Unbroken: A World War II Story of Survival, Resilience, and Redemption by Laura Hillenbrand - "Eight years ago, an old man told me a story that took my breath away. His name was Louie Zamperini, and from the day I first spoke to him, his almost incomprehensibly dramatic life was my obsession.

"It was a horse--the subject of my first book, Seabiscuit: An American Legend--who led me to Louie. As I researched the Depression-era racehorse, I kept coming across stories about Louie, a 1930s track star who endured an amazing odyssey in World War II. I knew only a little about him then, but I couldn’t shake him from my mind. After I finished Seabiscuit, I tracked Louie down, called him and asked about his life. For the next hour, he had me transfixed.

"Growing up in California in the 1920s, Louie was a hellraiser, stealing everything edible that he could carry, staging elaborate pranks, getting in fistfights, and bedeviling the local police. But as a teenager, he emerged as one of the greatest runners America had ever seen, competing at the 1936 Berlin Olympics, where he put on a sensational performance, crossed paths with Hitler, and stole a German flag right off the Reich Chancellery. He was preparing for the 1940 Olympics, and closing in on the fabled four-minute mile, when World War II began. Louie joined the Army Air Corps, becoming a bombardier. Stationed on Oahu, he survived harrowing combat, including an epic air battle that ended when his plane crash-landed, some six hundred holes in its fuselage and half the crew seriously wounded.

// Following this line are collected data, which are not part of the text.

PR #1389, opened 2026-05-07
Hoist SQLiteWorkService construction to work module factory

samhotchkiss:
## Summary

Closes #1369.

- Adds `pollypm.work.create_work_service` as the canonical public construction surface, composing `resolve_work_db_path` with the `SQLiteWorkService` constructor.
- Migrates **every** direct `SQLiteWorkService(...)` callsite outside `pollypm.work/` — 38 sites across 27 files — onto the factory. After this PR a grep for `SQLiteWorkService(` outside `pollypm.work/` returns zero hits (excluding the existing class-as-callable injection in `cockpit_inbox_items.py`).
- Documents the canonical pattern in `pollypm.work.__init__` and the new `pollypm.work.factory` module.
- Bonus fix: the `notification_staging` prune handler in `plugins_builtin/core_recurring/maintenance.py` used to fall back to `_config.project.state_db` — the *messages-side* DB — when the store path was unavailable. `notification_staging` is a work-DB table, so that fallback would silently stamp the work schema onto the messages DB on fresh installs. The handler now routes through the factory so the canonical work DB is selected regardless.

## Factory API

```python
from pollypm.work import create_work_service

# Canonical: resolver picks the workspace-root DB.
with create_work_service(project_path=project.path) as svc: ...

# Escape valve (legacy migration, per-project scans, explicit overrides).
with create_work_service(db_path=db_path, project_path=project.path) as svc: ...
```

Signature:
```
create_work_service(
    *,
    db_path: str | Path | None = None,
    project_path: str | Path | None = None,
    config: PollyPMConfig | None = None,
    project_key: str | None = None,
    sync_manager: SyncManager | None = None,
    session_manager: object | None = None,
) -> SQLiteWorkService
```

## Test plan

- [x] Added `tests/test_work_service_factory.py` with 10 tests covering the public contract: factory is exported, resolver is called only when `db_path` is omitted, `config`/`project_key` are forwarded, the constructed service round-trips, both `str` and `Path` are accepted, the context-manager pattern works.
- [x] Added a regression guard test that scans `src/pollypm/` for any future direct `SQLiteWorkService(...)` construction outside the work package and fails CI if found.
- [x] All work-service / supervisor / heartbeat tests pass (394 tests in `pytest -k "factory or work_service or supervisor or heartbeat"`).
[...]

Issue #1004, opened 2026-04-30
Multi-DB sync gap: pm task list, cockpit, and workspace work_tasks see different task data (follow-up to #1003)


samhotchkiss:
## Severity: minor (state-source layering — cockpit and CLI see different data than the workspace DB)

Follow-up from #1003. The Bug A surface (`<project>/7` 'Plan ready for review' stub) was fixed in commit `4481c7f` by hiding pm-notify-inbox tasks from the Tasks pane and `pm task list`. This issue tracks the underlying multi-DB sync defect that produced the symptom.

## Summary

`pm task list --project smoketest` returned 7 tasks at one moment and 'No tasks found' a few minutes later. `SELECT * FROM work_tasks WHERE project = 'smoketest'` against `/Users/sam/.pollypm/state.db` consistently returned 0 the whole time. The task data is living in a transient or worktree-scoped storage that the workspace-root DB doesn't have.

The #1003 subagent diagnosed the root cause:

> `db_resolver` short-circuits on per-project DB existence regardless of content; architect notify writes are landing in the workspace-root DB while empty per-project DBs exist beside them.

So we have at least two task storage locations that aren't kept in sync — `pm task list` consults one, the cockpit consults another, the architect writes to a third. They drift; whatever the user sees depends on which path won the most recent read.

## Repro

1. `pm project new --yes <fresh_project>` — wait for planning to complete.
2. From a fresh terminal: `pm task list --project <project>` repeatedly. Observe results flicker between full task list and 'No tasks found' as background sync runs.
3. Compare to `sqlite3 /Users/sam/.pollypm/state.db 'SELECT project, task_number, work_status FROM work_tasks WHERE project = "<project>"'` — typically 0 rows.
4. Compare to `sqlite3 /Users/sam/dev/<project>/.pollypm/state.db 'SELECT project, task_number FROM work_tasks WHERE project = "<project>"'` if the file exists — may have rows or may not.

## Adjacent

The same multi-DB sync gap was hit yesterday: `pm task next` returned `pollypm/1` as available while `pm task get pollypm/1` returned 'not found'. Same flavor — different reads see different DBs.

## Repro environment

- HEAD `4481c7f` on `origin/main` (the #1003 Bug A fix is in)
- bikepath at `/Users/sam/dev/bikepath` and smoketest at `/Users/sam/dev/smoketest` are still in this state right now

## Instructions for the fix agent

[...]

PR #1423, opened 2026-05-07
Watchdog _gather_open_tasks: route through create_work_service factory

### LINKED ISSUE #1419: watchdog: _gather_open_tasks ignores post-#1004 workspace DB layout
## Context

Followup from #1414 / PR #1415 review.

`_gather_open_tasks` in `src/pollypm/plugins_builtin/core_recurring/audit_watchdog.py` hardcodes:

```python
db_path = project_path / ".pollypm" / "state.db"
if not db_path.exists():
    return []
```

In the post-#1004 collapsed layout, `work_tasks` lives at `<workspace_root>/.pollypm/state.db`, not at `<project_path>/.pollypm/state.db`. On the user's machine the per-project DB exists but is empty (legacy file), and the real data lives at `/Users/sam/dev/.pollypm/state.db`. Net effect: `role_session_missing` rule silently no-ops in production — it found 0 open tasks for `savethenovel` even though `savethenovel/10` was at `status=review` with no reviewer window.

## Fix

Use `pollypm.work.db_resolver.resolve_work_db_path(project=project_key)` instead of the hardcoded path.

## Test gap

The integration tests in `tests/test_audit_watchdog.py` mock `_gather_open_tasks`, which is why this slipped through. The real-DB path needs a fixture that exercises the resolver.

## Severity

Medium — `task_review_stale` and `worker_session_dead_loop` still work (they read audit-log events), but `role_session_missing` is the rule the savethenovel/10 case explicitly targeted (no `reviewer-savethenovel` window). The PR's demo accidentally relied on `task_review_stale` firing instead.

samhotchkiss:
Closes #1419. Was using legacy per-project DB path; #1004 collapsed those into the workspace DB.

<details>
<summary>Why the rule was silently no-oping in prod</summary>

`_gather_open_tasks` in `src/pollypm/plugins_builtin/core_recurring/audit_watchdog.py` hardcoded:

```python
db_path = project_path / ".pollypm" / "state.db"
if not db_path.exists():
    return []
```

In post-#1004 layouts that file is either missing or an empty leftover — the canonical `work_tasks` table now lives at `<workspace_root>/.pollypm/state.db`. Net effect: the open-task list always came back empty and `role_session_missing` could not fire. PR #1415's savethenovel demo only worked because `task_review_stale` (which doesn't depend on this query) covered the same case.

</details>

## Fix

Route through `pollypm.work.create_work_service` (the factory from #1389) with no `db_path` override, so the resolver picks the canonical workspace DB. `project_key` and `project_path` are forwarded for resolver warnings + project-aware audit metadata. Rule logic untouched — only the data source.

## Regression tests

Two new tests in `tests/test_audit_watchdog.py`:

- `test_gather_open_tasks_routes_through_factory_to_workspace_db` — seeds an `in_progress` task into a workspace-layout DB, leaves the legacy `<project>/.pollypm/state.db` deliberately absent, points the resolver at the canonical DB, and asserts both that `_gather_open_tasks` returns the seeded task and that `role_session_missing` fires through `_scan_one_project`. Verified: fails on the unfixed code (returns 0 tasks), passes with the fix.
- `test_gather_open_tasks_returns_empty_on_factory_failure` — pins the broad-except contract so a future "raise on missing config" refactor of the factory can't silently break the heartbeat.

## Test plan

- [x] `pytest tests/test_audit_watchdog.py` — 44 passed (was 42 before, +2 new)
- [x] Sanity check: revert the production fix and confirm the new regression test fails as expected, then restore the fix

### DIFF
--- a/src/pollypm/plugins_builtin/core_recurring/audit_watchdog.py
+++ b/src/pollypm/plugins_builtin/core_recurring/audit_watchdog.py
@@ -134,20 +134,25 @@ def _config_from_payload(payload: dict[str, Any]) -> WatchdogConfig:
 def _gather_open_tasks(project_key: str, project_path: Path | None) -> list[Any]:
     """Best-effort load of in-flight tasks for ``role_session_missing``.
 
+    Routes through :func:`pollypm.work.create_work_service` (the factory
+    landed in #1389), which delegates path resolution to
+    :func:`pollypm.work.db_resolver.resolve_work_db_path`. Post-#1004
+    the canonical DB lives at ``<workspace_root>/.pollypm/state.db`` —
+    a per-project ``<project>/.pollypm/state.db`` is at best stale and
+    at worst empty (#1419), so we deliberately do NOT pass a hand-built
+    ``db_path`` here. ``project_key`` is forwarded for resolver warnings
+    and ``project_path`` for project-aware audit metadata only.
+
     Returns an empty list on any failure — the watchdog keeps working
     even when the work-service is unreachable; the new rule simply
     no-ops for that project.
     """
-    if project_path is None:
-        return []
     try:
         from pollypm.work import create_work_service
 
-        db_path = project_path / ".pollypm" / "state.db"
-        if not db_path.exists():
-            return []
         with create_work_service(
-            db_path=db_path, project_path=project_path,
+            project_path=project_path,
+            project_key=project_key,
         ) as svc:
             list_fn = getattr(svc, "list_nonterminal_tasks", None)
             if not callable(list_fn):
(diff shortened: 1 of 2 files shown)


samhotchkiss:
Bouncing for rebase: PR #1422 merged moments ago and touches the same files (`src/pollypm/plugins_builtin/core_recurring/audit_watchdog.py` and `tests/test_audit_watchdog.py`). GH reports `mergeable: CONFLICTING`.

Please rebase onto current `main`, resolve the audit_watchdog.py / test_audit_watchdog.py conflicts, re-run `pytest tests/test_audit_watchdog.py tests/test_work_service_factory.py`, and push. The diff itself looks right — `_gather_open_tasks` correctly drops the hand-built `db_path` and routes through `create_work_service(project_path=..., project_key=...)` so the resolver picks the canonical workspace DB — this is purely a merge-order issue.

Activation Protocol v2 / pr-review bot.

PR #1451, opened 2026-05-08
Fix #1447 dedupe PM chat context re-entry

### LINKED ISSUE #1447: PM Chat re-injects context line every time the user re-enters
## Summary

Pressing `c` (chat with PM) from the project dashboard always sends a fresh context line into Polly's chat, even when the user is re-entering the same chat for the same project. The chat history fills with duplicate `re: project/<key> "dashboard discussion"` (or refinement primer / plan-now) lines.

## Repro

1. Open the cockpit on a project dashboard.
2. Press `c` — chat opens with a context line like `re: project/X "dashboard discussion"`.
3. Navigate back (e.g. `Ctrl-b ←` then `I` to inbox, or rail navigation).
4. Press `c` again on the same project dashboard.
5. Same context line is re-sent into Polly's chat as a fresh message.

## Expected

The context line should be sent at most once per (project, context-kind, recent-window). Re-entering an already-active chat should route the cockpit pane without re-injecting the same primer. Optional toast: "Re-attached to existing PM Chat for <project>."

## Actual

`_dispatch_to_pm_sync` always calls `_perform_pm_dispatch(cockpit_key, context_line)` with no recency check, so every keypress sends a new line.

## Where it lives

- `src/pollypm/cockpit_ui.py:16416` — `action_chat_pm` builds the context line (refinement primer / plan-now / dashboard discussion / blocker context).
- `src/pollypm/cockpit_ui.py:10097` — `_dispatch_to_pm_sync` always dispatches; no dedupe.
- `_perform_pm_dispatch` is the actual sender.

## Proposed direction

Cheapest: track the last `(cockpit_key, context_line)` pair + timestamp on the cockpit app instance. In `_dispatch_to_pm_sync`, if the same pair was sent within the last N seconds (e.g. 60–300s), still route the cockpit pane but skip the `_perform_pm_dispatch` send and surface a "re-attached" toast instead. The "blocker context already on screen" path at `cockpit_ui.py:16466` already implements a similar "don't re-investigate" guard for one variant — generalize that pattern for all branches of `action_chat_pm`.

Edge case: refinement primer with a different version bump should still send (the primer text changes when the plan version changes, so the dedupe key naturally differs).

## Severity

Mid. Doesn't break the chat, but burns tokens, fills Polly's context, and risks confusing her about which "discussion" the user actually wants.

## Surfaced by

User report on 2026-05-08 during a multi-stream debugging session.

samhotchkiss:
Closes #1447

Adds a recent-context guard for project dashboard PM Chat dispatches: identical cockpit/context pairs within the reattach window route back to the PM pane without sending another primer line. The actual route/send behavior is split so re-entry can reuse routing without injecting duplicate chat text.

Layer audit: project dashboard UI only; no service/store/domain boundary changes.

Tests:
- `PYTHONPATH=src /Users/sam/dev/pollypm/.venv/bin/python -m pytest tests/test_project_dashboard_ui.py::test_pm_dispatch_reattaches_recent_duplicate_context tests/test_project_dashboard_ui.py::test_c_keybinding_dispatches_to_pm -q`

### DIFF
--- a/src/pollypm/cockpit_ui.py
+++ b/src/pollypm/cockpit_ui.py
@@ -14335,6 +14335,7 @@ class PollyProjectDashboardApp(App[None]):
         "j/k scroll \u00b7 g/G top/bottom \u00b7 v explainer "
         "\u00b7 o editor \u00b7 p back \u00b7 q exit"
     )
+    _PM_CONTEXT_REATTACH_WINDOW_SECONDS = 300.0
 
     def __init__(self, config_path: Path, project_key: str) -> None:
         super().__init__()
@@ -14488,6 +14489,7 @@ class PollyProjectDashboardApp(App[None]):
         # timer is the deferred-commit handle so ``u`` can cancel it.
         self._pending_plan_approval: dict | None = None
         self._pending_plan_approval_timer = None
+        self._last_pm_context_dispatch: tuple[str, str, float] | None = None
 
     # ------------------------------------------------------------------
     # Lifecycle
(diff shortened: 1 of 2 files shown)


samhotchkiss:
Reviewer-bot pass: implementation matches issue #1447's proposed direction (track (cockpit_key, context_line, timestamp) on app instance, 300s sliding window, route pane without re-injecting context on duplicate re-entry). Clean factoring of _route_pm_target out of _perform_pm_dispatch. Both new tests pass on the PR branch in isolation. Module boundaries respected (UI-only). No overlap with parent-agent's uncommitted dashboard DB-resolution work (different functions, ~4500 lines apart). Merging.

PR #1452, opened 2026-05-08
Fix #1441 quiet notify fallback note

### LINKED ISSUE #1441: pm notify: confusing fallback warning when --user-prompt-json omitted
## Symptom

When the architect (or other caller) invokes \`pm notify\` at immediate priority without \`--user-prompt-json\`, the CLI emits this warning:

> Warning: posting an immediate-priority user-facing notify without --user-prompt-json. The dashboard's Action Needed card will fall back to [...] question for a first-class action surface.

Observed during savethenovel watch loop, tick 22, in architect pane after architect handled /12 review autonomously. The warning is correct, but it's printed to a context where it looks like an error.

## Why this matters

The architect surfaces this warning to a user-facing log. Users who don't understand the internals see a "Warning:" prefix and assume something is broken. It also doesn't actually offer a remediation — just informs.

## Suggested directions

Pick one:

1. Suppress the warning unless a specific debug flag is set; instead, just degrade silently to the fallback rendering.
2. Reword to a non-warning prefix ("note:" or just informational) since this is an expected fallback path.
3. If \`--user-prompt-json\` is genuinely the right call, make architect/agents pass it always (then the warning doesn't fire and the dashboard gets the better surface).

(3) is the most useful — fix the call sites, then the warning becomes truly exceptional.

## Discovered via

Round 2 watch loop on savethenovel; surfaced in observations at tick 22 (architect pane).

samhotchkiss:
Closes #1441

Suppresses the missing --user-prompt-json fallback diagnostic by default for immediate user-facing notify messages, so role panes no longer stream a Warning-looking line into user-facing logs. Developers can opt back in with POLLYPM_NOTIFY_USER_PROMPT_FALLBACK_NOTE=1, which prints a lowercase note instead of Warning:.

Layer audit: touched CLI command handling and CLI notify tests only; no service/domain/store imports or boundary changes.

### DIFF
--- a/src/pollypm/cli_features/session_runtime.py
+++ b/src/pollypm/cli_features/session_runtime.py
@@ -58,6 +58,13 @@ def _fake_recovery_inbox_override_enabled() -> bool:
     raw = os.environ.get("POLLYPM_DEV_FAKE_RECOVERY_INBOX", "").strip().lower()
     return raw in {"1", "true", "yes", "on"}
 
+
+def _notify_user_prompt_fallback_note_enabled() -> bool:
+    """Return True when missing-user-prompt fallback notes should be printed."""
+    raw = os.environ.get("POLLYPM_NOTIFY_USER_PROMPT_FALLBACK_NOTE", "")
+    return raw.strip().lower() in {"1", "true", "yes", "on"}
+
+
 # ``<project>/<N>`` matches the canonical task id form. When ``pm send``
 # receives an argument matching this shape we translate it to the
 # per-task worker window name (#924) so the user does not have to know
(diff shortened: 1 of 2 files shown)


samhotchkiss:
Quiet-by-default fallback note matches the issue's options (1)+(2). Scope is tight (CLI session_runtime + scoped CLI test only), no boundary crossings, regression test pins both the silent default and the POLLYPM_NOTIFY_USER_PROMPT_FALLBACK_NOTE=1 opt-in. Verified by test only (worktree pytest tests/test_cli_notify.py: 32 passed); no activation due to active workspace work.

"On a May afternoon in 1943, Louie took off on a search mission for a lost plane. Somewhere over the Pacific, the engines on his bomber failed. The plane plummeted into the sea, leaving Louie and two other men stranded on a tiny raft. Drifting for weeks and thousands of miles, they endured starvation and desperate thirst, sharks that leapt aboard the raft, trying to drag them off, a machine-gun attack from a Japanese bomber, and a typhoon with waves some forty feet high. At last, they spotted an island. As they rowed toward it, unbeknownst to them, a Japanese military boat was lurking nearby. Louie’s journey had only just begun.

"That first conversation with Louie was a pivot point in my life. Fascinated by his experiences, and the mystery of how a man could overcome so much, I began a seven-year journey through his story. I found it in diaries, letters and unpublished memoirs; in the memories of his family and friends, fellow Olympians, former American airmen and Japanese veterans; in forgotten papers in archives as far-flung as Oslo and Canberra. Along the way, there were staggering surprises, and Louie’s unlikely, inspiring story came alive for me. It is a tale of daring, defiance, persistence, ingenuity, and the ferocious will of a man who refused to be broken.
"The culmination of my journey is my new book, Unbroken: A World War II Story of Survival, Resilience, and Redemption. I hope you are as spellbound by Louie’s life as I am."